Replication Methods
Replication Methods define the approach PipelineWise takes (more precisley the Singer.io taps) when extracting data from a source during a replication job. Additionally, Replication Methods can also impact how data is loaded into your destination and your overall row usage.
PipelineWise supports the following replication strategies to extract data from data sources.
Log Based: It’s replicating newly inserted, updated and also deleted records.
Key Based Incremental: The Tap saves it’s progress via bookmarks. Only new or updated records are replicated during each sync.
Full Table: The Tap replicates all available records dating back to a start_date, defined in the tap config YAML, during every sync
Fast Sync: Same functionality as Full Table but optimised for data transfers between specific sources and targets and bypassing the Singer specification. Useful when initial syncing large tables with hundreds of millions of rows where singer components would usually be running for long hours or sometimes for days.
Warning
Important: Replication Methods are one of the most important settings in PipelineWise. Defining a table’s Replication Method incorrectly can cause data discrepancies and latency. Before configuring the replication settings for a data pipeline, read through this guide so you understand how PipelineWise will replicate your data.
Log Based
Log-based Replication is a replication method in which the we identify modifications to records - including inserts, updates, and deletes - using a database’s binary log files.
Warning
Log Based replication method is available only for MySQL, PostgreSQL and MongoDB backend databases that support log replication.
Note
When using Log Based replication method, table structures changes are detected automatically.
Key Based Incremental
Key-based Incremental Replication is a replication method in which the Taps (Data Sources) identify new and updated
data using a column called a Replication Key. A Replication Key is a timestamp
, date-time
, or integer
column that exists in a source table.
When replicating a table using Key-based Incremental Replication, the following will happen:
During a replication job, PipelineWise stores the maximum value of a table’s Replication Key column.
During the next replication job, Taps (Data Sources) will compare saved value from the previous job to Replication Key column values in the source.
Any rows in the table with a Replication Key greater than or equal to the stored value are replicated.
PipelineWise stores the new maximum value from the table’s Replication Key column.
Repeat.
Let’s use a SQL query as an example:
SELECT replication_key_column,
column_you_selected_1,
column_you_selected_2,
[...]
FROM schema.table
WHERE replication_key_column >= 'last_saved_maximum_value'
If Log Based Replication isn’t feasible or available for a data source, Key-based Incremental Replication is the next best option.
Warning
Key Based Incremental replication doesn’t detect deletes in source.

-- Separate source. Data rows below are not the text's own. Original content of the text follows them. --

PR #1133, opened 2021-07-14
management command to update/create geoms from a shapefile with ids

geohacker:
This is to update some existing country geometries that happen to have the wrong projection. We'll do this as a one off update with ids in the shapefile. cc @batpad @jhenshall


geohacker:
I've not tested this locally just yet. Will wait for a sample shapefile fro m @jhenshall.

batpad (approved):

PR #1141, opened 2021-07-29
Model setup for dref module

k9845:
Addresses https://github.com/IFRCGo/go-frontend/issues/1948 

## Changes
- Created separate app for `dref`
## Checklist 

- [ ] Updated/ran unit tests
- [ ] Updated CHANGELOG.md

## Release


dref/admin.py
```diff
@@ -0,0 +1,48 @@
...
+    extra = 0
+
+
+@admin.register(Dref)
+class DrefAdmin(TranslationAdmin, admin.ModelAdmin):
+    search_fields = ('title',)
+    list_display = ('title', 'national_society', 'disaster_type',
+                    'ns_request_date', 'submission_to_geneva', 'status')
+    inlines = [DrefCountryDistrictAdminInline]
+
```
thenav56, line 45: Can you check if we need autocomplete fields here?

dref/enums.py
```diff
@@ -0,0 +1,91 @@
+import enum
```
thenav56, line 1: Let's add a small note telling why we are defining this here, what is the source and when we can remove this (after upgrading Django to 3)

dref/models.py
```diff
@@ -0,0 +1,568 @@
...
+            ORANGE = _('Orange')
+            RED = _('Red')
+
+    class Status(IntEnum):
+        IN_PROGESS = 0
+        COMPLETED = 1
+
+        class Labels:
+            IN_PROGESS = _('In Progress')
+            COMPLETED = _('Completed')
```
thenav56, line 184: Can we switch to IntegerChoices here?

dref/models.py
```diff
@@ -0,0 +1,568 @@
...
+    class Meta:
+        verbose_name = _('dref')
+        verbose_name_plural = _('drefs')
+
+    def save(self, *args, **kwargs):
+        # TODO: Need to remove this if not required later
+        if self.date_of_approval:
+            self.status = Dref.Status.COMPLETED
+        elif not self.date_of_approval:
+            self.status = Dref.Status.IN_PROGESS
```
thenav56, line 539: Is this still required?

Also we can use single conditional here.
```suggestion
        self.status = Dref.Status.COMPLETED if self.date_of_approval else Dref.Status.IN_PROGESS
```

dref/models.py
```diff
@@ -0,0 +1,568 @@
...
+    district = models.ManyToManyField(District, blank=True,
+                                      verbose_name=_('district'))
+
+    class Meta:
+        unique_together = ('dref', 'country')
+
+
+class DrefFile(models.Model):
+    file = models.FileField(
+        blank=True, null=True, verbose_name=_('file'),
```
thenav56, line 558: Is `blank=True, null=True` needed? DrefFile main responsibility is to attach a file right?

dref/scripts.py
```diff
@@ -0,0 +1,13 @@
...
+
+
+def pdf_image_extractor(file):
+    pages = convert_from_path(file)
+    for i in range(len(pages)):
+        page = pages[i]
+        page.save(f'{file}_preview.png', 'PNG')
+        with open(f'{file}_preview.png') as f:
+            _, tail = os.path.split(f.name)
+            return os.path.join('dref/images', tail)
```
thenav56, line 13: Not sure how this works?

dref/serializers.py
```diff
@@ -0,0 +1,217 @@
...
+
+
+class DrefSerializer(
+    EnumSupportSerializerMixin,
+    NestedUpdateMixin,
+    NestedCreateMixin,
+    ModelSerializer
+):
+    MAX_NUMBER_OF_IMAGES = 6
+    ALLOWED_BUDGET_FILE_EXTENSIONS = ["pdf"]
```
thenav56, line 128:
```suggestion
    ALLOWED_BUDGET_FILE_EXTENSIONS = ["pdf"]
    
```

dref/serializers.py
```diff
@@ -0,0 +1,217 @@
...
+        disability_people_per = data.get('disability_people_per', '')
+        if disability_people_per and len(disability_people_per.split('.')[0]) == 3:
+            data['disability_people_per'] = disability_people_per.split('.')[0]
+        people_per_urban = data.get('people_per_urban', '')
+        people_per_local = data.get('people_per_local', '')
+        if people_per_urban and len(people_per_urban.split('.')[0]) == 3:
+            data['people_per_urban'] = people_per_urban.split('.')[0]
+        if people_per_local and len(people_per_local.split('.')[0]) == 3:
+            data['people_per_local'] = people_per_local.split('.')[0]
+        return data
```
thenav56, line 162: Why are we doing this?

dref/serializers.py
```diff
@@ -0,0 +1,217 @@
...
+
+    def validate(self, data):
+        event_date = data.get('event_date', None)
```
thenav56, line 165:
```suggestion
        event_date = data.get('event_date')
```

dref/serializers.py
```diff
@@ -0,0 +1,217 @@
...
+        if event_date and data['type_of_onset'] not in [Dref.OnsetType.SLOW, Dref.OnsetType.SUDDEN]:
+            raise serializers.ValidationError({
+                'event_date': ugettext('Cannot add event_date if onset type not in {} or {}')
+                .format(Dref.OnsetType.SLOW.label, Dref.OnsetType.SUDDEN.label)
```
thenav56, line 169: Is `.format` compatible with ugettext?

dref/serializers.py
```diff
@@ -0,0 +1,217 @@
...
+                for image in (self.instance and self.instance.images.all()) or []
+            }
+            for image in images:
+                # Ignore for current images (if file is not changed)
+                if image.id is not None and image.id in current_images_map and image.file == current_images_map[image.id]:
+                    continue
+                elif image.created_by != self.context['request'].user:
+                    raise serializers.ValidationError(
+                        ugettext('Only image owner can attach image(id: %s)' % image.id)
+                    )
```
thenav56, line 188: - Can we update DrefFile? I would recommend removing this action. Basically, each DrefFile represents a file, so only create/delete action makes sense.
- So, if we can't update DrefFile, then we can just do something like this to check if there are any images to which the user doesn't have access. `user .values_list('id', flat=True)` if we need to send id back as well)
```python3
images_id = [image.id for image in images]
Dref.objects.filter(
    # Not created by current user
    ~models.Q(created_by=self.context['request']),
    # Look into provided images
    id__in=images_id
).exclude(
    # Exclude already attached images
    id__in=self.instance.images.all()
).exists()
```

dref/serializers.py
```diff
@@ -0,0 +1,217 @@
...
+        # Don't allow images more than MAX_NUMBER_OF_IMAGES
+        if len(images) > self.MAX_NUMBER_OF_IMAGES:
+            raise serializers.ValidationError(
+                ugettext('Can add utmost %s images' % self.MAX_NUMBER_OF_IMAGES)
+            )
+        return images
+
+    def validate_extension(self, filename):
```
thenav56, line 196: Is this used by other than validate_budget_file or by extension field? If not let's scope this inside validate_budget_file

dref/views.py
```diff
@@ -0,0 +1,152 @@
...
+    PlannedInterventionSerializer,
+    IdentifiedNeedSerializer,
+    DrefFileSerializer,
+    IdentifiedNeedSerializer,
+)
+from dref.filter_set import DrefFilter
+
+
+class DrefViewSet(viewsets.ModelViewSet):
+    # TODO: Need to add permission to delete?
```
thenav56, line 32: Is this done?

dref/views.py
```diff
@@ -0,0 +1,152 @@
...
+class PlannedInterventionViewSet(viewsets.ModelViewSet):
+    serializer_class = PlannedInterventionSerializer
+    permission_classes = [permissions.IsAuthenticated]
+    queryset = PlannedIntervention.objects.all()
+
+
+class IdentifiedNeedViewSet(viewsets.ModelViewSet):
+    serializer_class = IdentifiedNeedSerializer
+    permission_class = [permissions.IsAuthenticated]
+    queryset = IdentifiedNeed.objects.all()
```
thenav56, line 123: Don't we need user-level permissions here?

dref/views.py
```diff
@@ -0,0 +1,152 @@
...
+    def multiple_file(self, request, pk=None, version=None):
+        # converts querydict to original dict
+        files = dict((request.data).lists())['file']
+        data = [{'file': file} for file in files]
+        file_serializer = DrefFileSerializer(data=data, context={'request': request}, many=True)
+        if file_serializer.is_valid():
+            file_serializer.save()
+            return response.Response(file_serializer.data, status=status.HTTP_201_CREATED)
+        else:
+            return response.Response(file_serializer.errors, status=status.HTTP_400_BAD_REQUEST)
```
thenav56, line 152: Let's save after all are validated. If we don't do that then files will be uploaded but the DrefFile will be rolled back creating orphan files in the server.

main/writable_nested_serializers.py
```diff
@@ -0,0 +1,425 @@
+# -*- coding: utf-8 -*-
```
thenav56, line 1: Is this copied from deep or drf_writable_nested?
if it's drf_writable_nested then we can just add this to requirement.txt else fine.

thenav56 (changes requested):

dref/views.py
thenav56: Mistake review.

main/writable_nested_serializers.py
k9845: Copied from `deep`

dref/views.py
k9845: Basically we don't need these, removed them

dref/views.py
k9845: anyone can delete, who have access to dref.

dref/serializers.py
k9845: moved

dref/scripts.py
k9845: we are generating image from a pdf file uploaded, the image is the first page of pdf

dref/serializers.py
```diff
@@ -0,0 +1,220 @@
...
+        for image in not_created_by_user_images:
+            raise serializers.ValidationError(
+                ugettext('Only image owner can attach image(id: %s)' % image)
+            )
+        # Don't allow images more than MAX_NUMBER_OF_IMAGES
+        if len(images) > self.MAX_NUMBER_OF_IMAGES:
+            raise serializers.ValidationError(
+                ugettext('Can add utmost %s images' % self.MAX_NUMBER_OF_IMAGES)
+            )
+        return images
```
thenav56, line 200: Continuation of https://github.com/IFRCGo/go-api/pull/1141#discussion_r798229277

```suggestion
        # Don't allow images more than MAX_NUMBER_OF_IMAGES
        if len(images) > self.MAX_NUMBER_OF_IMAGES:
            raise serializers.ValidationError(
                ugettext('Can add utmost %s images' % self.MAX_NUMBER_OF_IMAGES)
            )
        images_id = [image.id for image in images]
        images_without_access_qs = DrefFile.objects.filter(
            # Not created by current user
            ~models.Q(created_by=self.context['request'].user),
            # Look into provided images
            id__in=images_id,
        )
        # Exclude already attached images if exists
        if self.instance:
            images_without_access_qs = images_without_access_qs.exclude(
                id__in=self.instance.images.all()
            )
        images_id_without_access = images_without_access_qs.values_list('id', flat=True)
        if images_id_without_access:
            raise serializers.ValidationError(
                ugettext(
                    'Only image owner can attach image. Not allowed image ids: %s' % ','.join(map(str, images_id_without_access))
                )
            )
        return images
```

dref/serializers.py
```diff
@@ -0,0 +1,220 @@
...
+
+    def to_representation(self, instance):
+        data = super().to_representation(instance)
+        disability_people_per = data.get('disability_people_per', '')
+        people_per_urban = data.get('people_per_urban', '')
+        people_per_local = data.get('people_per_local', '')
+        data['disability_people_per'] = self.remove_digits_after_decimal(disability_people_per)
+        data['people_per_urban'] = self.remove_digits_after_decimal(people_per_urban)
+        data['people_per_local'] = self.remove_digits_after_decimal(people_per_local)
+        return data
```
thenav56, line 168: Continuation of https://github.com/IFRCGo/go-api/pull/1141#discussion_r798225677

```suggestion
    def to_representation(self, instance):
        def _remove_digits_after_decimal(data, key):
            # NOTE: We are doing this to remove decimal after 3 digits whole numbers
            # eg: 100.00% be replaced with 100%
            if value and len(value.split('.')[0]) == 3:
                return value.split('.')[0]
            return None

        data = super().to_representation(instance)
        for key in [
            'disability_people_per',
            'people_per_urban',
            'people_per_local',
        ]:
            value = data.get(key) or ''
            data[key] = _remove_digits_after_decimal(value)
        return data
```

dref/serializers.py
```diff
@@ -0,0 +1,220 @@
...
+        return images
+
+    def validate_budget_file(self, budget_file):
+        if budget_file:
+            extension = os.path.splitext(budget_file.file.name)[1].replace(".", "")
+            if extension.lower() not in self.ALLOWED_BUDGET_FILE_EXTENSIONS:
+                raise serializers.ValidationError(
+                    f'Invalid uploaded file extension: {extension}, Supported only PDF Files'
+                )
+        return budget_file
```
thenav56, line 209:
```suggestion
        if budget_file is None:
            return
        extension = os.path.splitext(budget_file.file.name)[1].replace(".", "")
        if extension.lower() not in self.ALLOWED_BUDGET_FILE_EXTENSIONS:
            raise serializers.ValidationError(
                f'Invalid uploaded file extension: {extension}, Supported only PDF Files'
            )
        return budget_file
```

thenav56 (changes requested):

dref/scripts.py
thenav56: I get that, but how are we storing the file? Using file storage? So, how the `page.save()` and `dref/images` works here? Will this work when we have azure/s3 storage?

dref/views.py
thenav56: okay

dref/views.py
thenav56: haha

dref/scripts.py
k9845: we are using file storage, `page.save()` will create a new image from pdf, we use that new file and store that in our database.

thenav56: Will this work when we have azure/s3 storage?

k9845: yes, since this works like we upload file as in other file field

dref/models.py
```diff
@@ -518,6 +517,16 @@ class Meta:
         verbose_name_plural = _('drefs')
 
     def save(self, *args, **kwargs):
+        if self.budget_file:
```
thenav56, line 520: We also need to check if this has changed. Else this will be triggered for every save.

dref/models.py
```diff
@@ -518,6 +517,16 @@ class Meta:
...
+            pages = convert_from_path(self.budget_file.file.path)
+            for i in range(len(pages)):
```
thenav56, line 522: Why for loop?

dref/models.py
```diff
@@ -518,6 +517,16 @@ class Meta:
...
+                budget_file_preview = pages[i]
+                filename = f'preview_{self.budget_file.file.name.split("/")[0]}.png'
+                temp_image = open(os.path.join('/tmp', filename), 'wb')
+                budget_file_preview.save(temp_image, 'PNG')
+                thumb_data = open(os.path.join('/tmp', filename), 'rb')
+                self.budget_file_preview.save(filename, thumb_data, save=False)
```
thenav56, line 528: Why change the same field when in a loop?

thenav56 (changes requested):

thenav56 (approved):

frozenhelium:
@szabozoltan69 this PR is also ready to go to the staging server. Please merge and deploy at your convenience.

szabozoltan69:
The local migration was not successful, so I must find out the reason and smooth it (on database level), because I receive this:
```
Running migrations:
  Applying api.0133_auto_20210729_1609...Traceback (most recent call last):
  File "/usr/local/lib/python3.8/site-packages/django/db/backends/utils.py", line 84, in _execute
    return self.cursor.execute(sql, params)
psycopg2.errors.UniqueViolation: could not create unique index "api_appealhistory_code_6daba631_uniq"
DETAIL:  Key (code)=(MDR65001) is duplicated.
```

k9845:
@szabozoltan69 `api.0133_auto_20210729_1609` and `0133_auto_20210922_1327` seems out to be same migrations, may be we hsould unapply one of them....this might cause later merge migrations to be removed as well

szabozoltan69:
Ok, I arrange them...

szabozoltan69:
Will be deployed to staging in 10 minutes...

szabozoltan69:
@frozenhelium @k9845 Deployed to staging

PR #1162, opened 2021-08-23
Should not use XML2Dict==0.2.2 due to security reason. Instead: xmltodict

szabozoltan69:
We used in 2 ingest scripts the XML2Dict – which can be replaced by xmltodict.
https://github.com/IFRCGo/go-api/security/dependabot/requirements.txt/XML2Dict/open
There is no possibility to upgrade, XML2Dict is abandoned: https://pypi.org/project/XML2Dict/#history

ingest_who - is not used nowadays, but
ingest_gdacs is heavily used. Some parts the script had to be changed according to api/management/commands/scrape_pdfs.py

Old structure example: https://pastebin.com/bWrEh0p9
New structure example: https://pastebin.com/YBnWMVWg
Locally tested.

### DIFF
--- a/api/management/commands/ingest_gdacs.py
+++ b/api/management/commands/ingest_gdacs.py
@@ -1,6 +1,6 @@
 import requests
 import datetime as dt
-from encoder import XML2Dict
+import xmltodict
 from dateutil.parser import parse
 from django.core.management.base import BaseCommand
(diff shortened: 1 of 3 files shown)


thenav56 (approved):
Looks good.

PR #620, opened 2022-07-04
options/posix: move local pthread keys into TCB

64:
Followed on from #618. This avoids a call to `__tls_get_addr` inside `pthread_getspecific` / `pthread_setspecific`, which should allow ASan to function. We also add some locking that was missed before.

~~Blocked on #622.~~


Geertiebear (approved):
LGTM.

qookei (approved):

PR #622, opened 2022-07-05
rtdl: zero .tbss and correctly align TCB

64:
Previously, the TCB was not correctly aligned:
* On AArch64 and RISC-V, the assumption `tp + sizeoc(Tcb) == tlsData` would break if sizeof(Tcb) was not a multiple of `tlsMaxAlignment`. This meant that adding members to `Tcb` would cause a breakage.
* On x86_64, we relied on the default alignment of the memory allocator to provide sufficient alignment for the TCB and TLS data (though this caused no breakage in practice).

This also fixes a bug whereby the `.tbss` was not being zeroed on the main thread.

### DIFF
--- a/options/internal/riscv64-include/mlibc/thread.hpp
+++ b/options/internal/riscv64-include/mlibc/thread.hpp
@@ -2,15 +2,16 @@
 
 #include <stdint.h>
 #include <mlibc/tcb.hpp>
+#include <bits/ensure.h>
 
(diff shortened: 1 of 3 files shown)


Geertiebear (commented):
LGTM except for one nitpick comment.

Geertiebear (approved):
LGTM.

Key Based Incremental replication from tables with long running transactions could lead to skipping rows in certain conditions.
Full Table
Full Table Replication is a replication method in which all rows in a table - including new, updated, and existing - are replicated during every replication job.
If a table doesn’t have a column suitable for Key Based Incremental or if Log Based is unavailable, this method will be used to replicate data.
Fast Sync
Fast Sync Replication is functionally identical to Full Table replication but Fast Sync bypassing the Singer Specification for optimised performance. Primary use case of Fast Sync is initial sync or to resync large tables with hundreds of millions of rows where singer components would usually run for long hours or sometimes for days.
Important: Fast Sync is not a selectable replication method in the YAML configuration. PipelineWise detects automatically when Fast Sync gives better performance than the singer components and uses it whenever it’s possible.
Warning
Fast Sync is not a generic component and is available only from some specific data sources to some specific targets. Check Fast Sync section for the supported components.